Institute for Biostatistics, Hannover Medical School, Hannover, Germany.
Eur J Radiol. 2017 Sep;94:78-84. doi: 10.1016/j.ejrad.2017.06.008. Epub 2017 Jun 15.
To describe early signs for restrictive subtype of chronic lung allograft dysfunction (CLAD) after lung transplantation in computed tomography (CT) and to evaluate the predictive value for disease progression and survival.
52 CT examinations in lung transplant patients at CLAD onset were scored for CT features referring to airways disease, parenchymal or pleural abnormality. Patients with and without later development of restrictive CLAD (TLC≤80%) were compared. A radiological score for inflammation including pleural effusion, central and peripheral ground glass opacities and consolidations was calculated and used for survival analysis.

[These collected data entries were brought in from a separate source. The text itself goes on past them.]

PR #589, opened 2023-08-31
Improve PairPos validation

cmyr:
In write-fonts we have a 'validation' pass before compilation, which is an opportunity to go and inspect the tables we're writing and make sure that the data is sane. A bunch of these checks are generated automatically, but a lot of the validation logic we would want is case-specific; in this case we have a mechanism for naming additional methods to be called in particular places during validation.

We haven't made a ton of use of this custom validation logic, but we probably should, since it helps us be much more confident in the data that we're writing.

This adds some custom validation logic to the two PairPos subtable formats; there was something fishy happening here that was messing up my table packing.

Another thing I'm reminding of while doing this work is how tricky it is to construct these tables correctly without the assistance of a builder; there's a bunch of builders in `fea-rs`, and they should probably eventually migrate to `write-fonts`.

### DIFF
--- a/write-fonts/src/tables/gpos.rs
+++ b/write-fonts/src/tables/gpos.rs
@@ -107,6 +107,27 @@ impl PairPosFormat1 {
             .map(|rec| rec.value_record2.format())
             .unwrap_or(ValueFormat::empty())
     }
+
+    fn check_format_consistency(&self, ctx: &mut ValidationCtx) {
+        let vf1 = self.compute_value_format1();
+        let vf2 = self.compute_value_format2();
+        ctx.in_array(|ctx| {
+            for pairset in &self.pair_sets {
+                ctx.array_item(|ctx| {
+                    ctx.in_field("pair_value_records", |ctx| {
+                        ctx.in_array(|ctx| {
+                            if pairset.pair_value_records.iter().any(|pairset| {
+                                pairset.value_record1.format() != vf1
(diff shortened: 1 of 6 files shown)


rsheeter:
I suggest filing issues for additional logic as we identify specific cases

+1 to enhance write-fonts w/builders

write-fonts/src/tables/gpos.rs
```diff
@@ -107,6 +107,27 @@ impl PairPosFormat1 {
...
+                                pairset.value_record1.format() != vf1
+                                    || pairset.value_record2.format() != vf2
+                            }) {
+                                ctx.report("all ValueRecords must have same format")
+                            }
+                        })
+                    })
+                })
+            }
+        })
```
rsheeter, line 129: I don't love the nesting, how might we structure this more like an iter chain where it tends to extend down more than right?

rsheeter (approved):

write-fonts/src/tables/gpos.rs
cmyr: Agreed. currently the vast majority of validation code is auto-generated, which makes this less painful. I think that improving the API is out of scope for this PR, but I'll open an issue to look into improving this somewhat. I'm not sure that an iter-like API is possible since it doesn't really support scoping, but we might be able to at least reduce the amount of nesting required.

PR #591, opened 2023-09-06
Graph isolation fix

cmyr:
This is a roll up of two commits:

- the first is a set of changes to ensure that graph packing is deterministic; in practice this means replacing `HashSet` and `HashMap` with `BTreeSet` and `BTreeMap` in places where we later iterate over the collection.
- the second fixes a subtle bug in our logic when we are attempting to isolate some subgraph: we were not tracking whether we had visited a node previously when counting edges, which meant that in certain circumstances, when a node pointed to the same child multiple times, we would count subsequent links in that subgraph multiple times, which could cause us to fail to correctly duplicate nodes when needed. This bug was a large part of what I was banging my head against last week.

cc @garretrieger; the relevant stuff here is in 1bc5900.


rsheeter (approved):

cmyr:
updated this to copy the harfbuzz impl, which reuses the subgraph map to check for 'visited' state, saving us from needing a second data structure.

PR #595, opened 2023-09-07
[write-fonts] Include children in pairpos f1 size

cmyr:
This fixes a bug where we were not including the size of subtables when deciding on split points for pairpos format 1 tables.

This also removes the 'can_potentially_promote_subtables' check; if we reach this point we have already overflowed, which means we are probably in GPOS and GSUB, and this method complicated testing, since splitting & expansion wouldn't be triggered on a lookup subtable if it was not an ancestor of GPOS/GSUB.

### DIFF
--- a/write-fonts/src/graph/splitting.rs
+++ b/write-fonts/src/graph/splitting.rs
@@ -102,9 +102,22 @@ fn split_pair_pos_format_1(graph: &mut Graph, subtable: ObjectId) -> Option<Vec<
     let mut accumulated = BASE_SIZE;
     let mut split_points = Vec::new();
 
-    for (i, pair_set) in data.offsets.iter().skip(1).enumerate() {
-        let table_size = if visited.insert(pair_set.object) {
-            graph.objects[&pair_set.object].bytes.len()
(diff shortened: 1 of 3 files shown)


rsheeter:
> means we are probably in GPOS and GSUB

The "probably" causes me a degree of anxiety here, what if we were wrong about this?

write-fonts/src/graph/splitting.rs
```diff
@@ -402,4 +415,83 @@ mod tests {
         // ensure that the PairSet tables at the split boundaries are as expected
         assert_eq!(sub1.pair_set_count() + sub2.pair_set_count(), N_GLYPHS);
     }
+
+    fn make_pp1_with_device_tables(g1_count: u16, g2_count: u16) -> PairPos {
```
rsheeter, line 419: I suggest not shortening pairpos1; not everyone will know what a pp1 is

cmyr:
> > means we are probably in GPOS and GSUB
> 
> The "probably" causes me a degree of anxiety here, what if we were wrong about this?

it's a strong probably, but just acknowledging that one can construct pathological examples of other tables that would fail packing.

rsheeter (approved):

PR #597, opened 2023-09-07
[write-fonts] Split PairPos format 2 subtables

cmyr:
Based on top of #595.

This implements subtable splitting for PairPos format 2 (class-based) subtables. It is based on the implementation in hb-repacker.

CT of patients with later development of restrictive CLAD showed significantly more often abnormalities at CLAD onset, in particular consolidations (57% vs. 4%; p<0.001) and ground glass attenuations (71% vs. 7%; p<0.001) than those of patients without the restrictive phenotype. CT score for inflammation was significantly higher in patients with than without later restrictive CLAD (3.4 vs. 0.6; p<0.001). Survival of patients with a high score (>2) for inflammation in CT at CLAD onset was significantly lower than of those with a low score (443 vs. 2415 days; p=0.019).
CT at CLAD onset differs in patients with/without later development of the restrictive phenotype. It is therefore an indicator for future development of restrictive CLAD and predictor for survival. It should be implemented in the diagnostic work-up at diagnosis of CLAD.
描述肺移植后慢性移植物肺功能障碍(CLAD)限制性亚型的早期 CT 征象,并评估其对疾病进展和生存的预测价值。
对 52 例 CLAD 发病时的肺移植患者 CT 进行评分,以评估气道疾病、实质或胸膜异常的 CT 特征。比较有和无限制性 CLAD(TLC≤80%)的患者。计算包括胸腔积液、中央和外周磨玻璃影和实变在内的炎症放射学评分,并用于生存分析。
进展为限制性 CLAD 的患者 CT 显示,在 CLAD 发病时更常出现异常,特别是实变(57%比4%;p<0.001)和磨玻璃衰减(71%比7%;p<0.001),而非限制性表型的患者。有和无限制性 CLAD 患者 CT 炎症评分差异显著(3.4 比 0.6;p<0.001)。CLAD 发病时 CT 炎症评分高(>2)的患者生存率明显低于评分低的患者(443 比 2415 天;p=0.019)。
CLAD 发病时的 CT 在有/无限制性表型的患者中存在差异。因此,它是未来发生限制性 CLAD 的指标和生存的预测因素。它应在 CLAD 诊断时的诊断工作中实施。